You create a CA certificate for the Mirage Gateway server using OpenSSL.

About this task

Linux is case sensitive.

Prerequisites

  • Create the server.conf file.

Procedure

  1. Access the OpenSSL command prompt.
  2. Create a root CA certificate. 
    openssl req -newkey rsa:4096 -sha512 -days 9999 -x509 -nodes -out root.cer
  3. Create additional internal data used in the server.conf file. 
    touch certindex
echo 000a > certserial
echo 000a > crlnumber
  4. Generate a CA certificate request for the Mirage Gateway server and the Mirage server. 
    openssl req -newkey rsa:4096 -sha512 -nodes -out server.csr -keyout server.key -subj "/C=CN/ST=bj/L=bj/O=VMware/OU=EUC/CN=10.117.162.236"
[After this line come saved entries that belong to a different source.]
Issue #11, opened 2018-04-22
Add a 'copy' deployment mode for cargo-screeps


jechase:
I often find myself wanting to deploy to a local sandbox server that I'm running, and sometimes can't be bothered to set up the authentication mod that allows for the http upload functionality to work.

It would be nice to have an option to instead have the build artifacts copied to the directory that the screeps client watches and uploads for you.

The config could be something like:

```toml
mode = "copy" # Default: copy, valid: copy|upload
branch = "default"

[upload]
username = "user"
password = "pass"
# optional:
# ptr = false
# hostname = "localhost"
# ssl = true
# port = 443

[copy]
dest = "/path/to/screeps/client/scripts" # path to directory containing the branch 
                                         # directories, configured branch should be
                                         # appended
prune = true # whether or not to clear the destination of extra files
```

Edit: This is probably something that I'd be willing to work on myself.

daboross:
Sounds like a good plan!

I think this could work well with also adding the ability to use multiple configuration files.

Assuming we add this, `[upload]` should be completely optional when `mode = "copy"` and `[copy]` is completely optional when we add `mode = "upload"`?

I think we could rename the `upload` option to `deploy`, then, and just do the configured mode.

PR #12, opened 2018-04-22
Configurable deployment modes

jechase:
This implements #11 

### Configuration changes

* A `mode` key is added at the top level. It can be either "copy" or "upload", with "upload" being the default for backwards-compat
* `[copy]` and `[upload]` sections. 
  * `[copy]` has the required `dest` and an optional `prune` key.
    * `dest` should refer to the directory *containing* the branch directories, and the top-level `branch` key will determine which of these to use.
  * `[upload]` has all of the original top-level keys except for `branch`, `output_wasm_file`, and `output_js_file`
* All of the `[upload]` section's keys are still valid for the top level for backwards-compat, but will be ignored if the section is present.

### Functionality changes

Old function flags are now subcommands.

* `deploy`: Run whichever deployment mode is configured
* `upload`: Changed to run in upload mode regardless of configured mode
* `copy`: Run in copy mode regardless of configured mode


jechase:
OK, I've got this just about to where I wanted to go with it. There's bound to be something that I've missed, so lmk what you think.

I'll also clean up the commit history once it's all approved and before merging.

cargo-screeps/src/main.rs
```diff
@@ -52,7 +54,7 @@ fn run() -> Result<(), failure::Error> {
 
 fn main() {
     if let Err(e) = run() {
-        eprintln!("{}", e.backtrace());
+        // eprintln!("{}", e.backtrace());
```
daboross: If we want to remove this, probably best to either directly remove it?

cargo-screeps/src/orientation.rs
```diff
@@ -3,21 +3,16 @@ use std::{env, path::PathBuf};
...
 
 pub fn find_project_root() -> Result<PathBuf, failure::Error> {
-    // TODO: is it right to canonicalize here?
-    let mut current = env::current_dir()?.canonicalize()?;
+    let orig = env::current_dir()?;
+    let mut current = orig.clone();
 
     loop {
-        if current.join("screeps.toml").exists() {
+        if current.join("Cargo.toml").exists() {
```
daboross: One reason I was checking for screeps.toml here originally is in order to support correctly building if we're running in a sub-directory which is also a crate (most likely a library used by the top-level deployed crate).

cargo-screeps/src/setup.rs
```diff
@@ -1,56 +1,70 @@
...
+                        } else {
+                            cfg_arg
+                        }
+                    })
+                    .subcommand(
+                        clap::SubCommand::with_name("build")
+                            .about("build files, put in target/ in project root"),
+                    )
+                    .subcommand(
+                        clap::SubCommand::with_name("check")
```
daboross: Thanks for fixing this up! It was annoying to have it as "--check", etc.

cargo-screeps/src/orientation.rs
```diff
@@ -3,21 +3,16 @@ use std::{env, path::PathBuf};
...
-        let is_last = current.pop();
+        let is_last = !current.pop();
         if is_last {
-            bail!(
-                "could not find 'screeps.toml' in {} or parents.\n\
-                 Please create 'screeps.toml' in project root. (template at \
-                 https://github.com/daboross/screeps-in-rust-via-wasm/blob/master/screeps.toml)",
-                current.display()
-            );
+            bail!("could not find crate root {} or parents", orig.display());
```
daboross: Ideally I'd like to still point people to the default configuration file when they don't have one. Even if where we actually check for the configuration moves around, the error message for when we don't have a screeps.toml should probably still include this?

cargo-screeps/src/config.rs
```diff
@@ -0,0 +1,178 @@
...
+            config_file.exists(),
+            "expected configuration to exist at {}",
+            config_file.display(),
+        );
+
+        let config_str = {
+            use std::io::Read;
+            let mut buf = String::new();
+            fs::File::open(config_file)
+                .context("opening config file")?
```
daboross: Oh right - one other thing. Failure's `.context()` is not going to be too useful, since the new error message does not actually include the original one - it just replaces whatever the error was with "opening config file" without any mention of the OS error.

I'd prefer to use specific error variants instead if that's alright. We could also change the handler in `main` to print out all error causes, that would also work.

daboross:
It's been a while, so I'll merge this and just make some tweaks afterwards to fix the points I mentioned in the above review. Hope that's OK.

These are good changes, and I'm glad to have them. Thanks!

ASalvail:
@daboross what's your intention for this PR? It'd be quite nice to have it merged.

daboross:
Darn it, after doing a more thorough review I think there are more changes I'd like to make to this than not.

Having the separate configuration structures and abusing `#[serde(default)]` is definitely irking me here. I'd much rather break backwards compatbility than have tons of extra code to handle odd cases.

Also, pulling in file configuration into `setup_cli!()` really breaks separation of concerns. I'd rather have that as purely cli stuff- not file configuration.

I'm glad to have this as implemented as much as it is, but as of right now I'm going to be making some major changes before pulling it in. I'll open up a new PR superceding this one when it's ready.

PR #15, opened 2018-09-05
Added structure_controller module

ASalvail:
I tried my hand at extending the current object implementations with a `structure_controller`.
I inspired myself heavily on other modules and did test the methods, but a good look is warranted.

### DIFF
--- a/screeps-game-api/src/objects/impls/structure_controller.rs
+++ b/screeps-game-api/src/objects/impls/structure_controller.rs
@@ -1,0 +1,58 @@
+use stdweb::Value;
+
+use objects::StructureController;
+
+simple_accessors! {
+    StructureController;
+    (level -> level -> u32),
+    (progress -> progress -> u32),
+    (progress_total -> progressTotal -> u32),
+    (safe_mode -> sameMode -> u32),
+    (safe_mode_available -> sameModeAvailable -> u32),
+    (safe_mode_cooldown -> sameModeCooldown -> u32),
+    (ticks_to_downgrade -> ticksToDowngrade -> u32),
+    (upgrade_blocked -> upgradeBlocked -> u32)
+}
+
+#[derive(Debug)]
+pub struct Reservation {
+    pub username: String,
+    pub ticks_to_end: u32
+}
+
+#[derive(Debug)]
+pub struct Sign {
+    pub username: String,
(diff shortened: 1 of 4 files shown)


screeps-game-api/src/objects/impls/structure_controller.rs
```diff
@@ -0,0 +1,58 @@
...
+pub struct Sign {
+    pub username: String,
+    pub text: String,
+    pub time: u32,
+    pub datetime: String  // todo: use real date type
+}
+
+impl StructureController {
+    pub fn reservation(&self) -> Option<Reservation> {
+        if let Value::Reference(r) = js!(return @{self.as_ref()}.reservation;){
```
daboross: For style I'd use a `match` with a catch-all `_` branch rather than `if let .. else`, but that's not a big deal.

daboross:
Thank you for making this!

daboross:
Sorry, I seemed to have forgotten a design decision when pulling this in. `prelude` is meant purely for traits needed to use methods on structures, not the data structures themselves, so I'm going to remove Reservation and Sign from there. It's meant as a bare minimum number of imports for functioning- for using types like StructureController, Creep, Sign, Reservation, etc. importing from crate root is required instead. Hope that's alright.

ASalvail:
For sure. As this is... 🤔 lightly documented, I go from what I can deduce. Thanks for pointing that out, that'll help for the next one (probably Lab... or Market). I can push the changes tonight even, if you'd like.

screeps-game-api/src/objects/impls/structure_controller.rs
ASalvail: Any reasons why? Still learning my way around Rust and that line was harder to write and debug than I'd care to admit.

The thing I could see is being able to extend match going forward.

daboross:
"lightly documented" is putting it lightly! This thing was definitely thrown together without much thought on letting anyone know what it's doing- I wanted to get something out here, and work on refining it later.

I'm glad it's not completely unreadable, though, since you got this written! I'd be very open to more changes, and if you have any questions about how/why things are done, feel free to ask. I _think_ I have a reason for most things in here, even if that reason is "this is the fastest way I could write this code, so feel free to fix it up".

    The value for the CN variable must be the same as the FQDN or the IP address of the Mirage server specified during the Mirage server installation.

  5. Create a certificate for the Mirage Image Service Gateway server and the Mirage Image Service server. 
    openssl ca -batch -config server.conf -notext -in server.csr -out server.cer
  6. Convert the certificate for the Mirage Gateway server to .pem format. 
    cat server.key server.cer >GW.pem
  7. Convert the certificate for the Mirage server to .pfx format. 
    openssl pkcs12 -export -inkey server.key -in server.cer -out Server.pfx

Results

Import the certificate by using the Web console.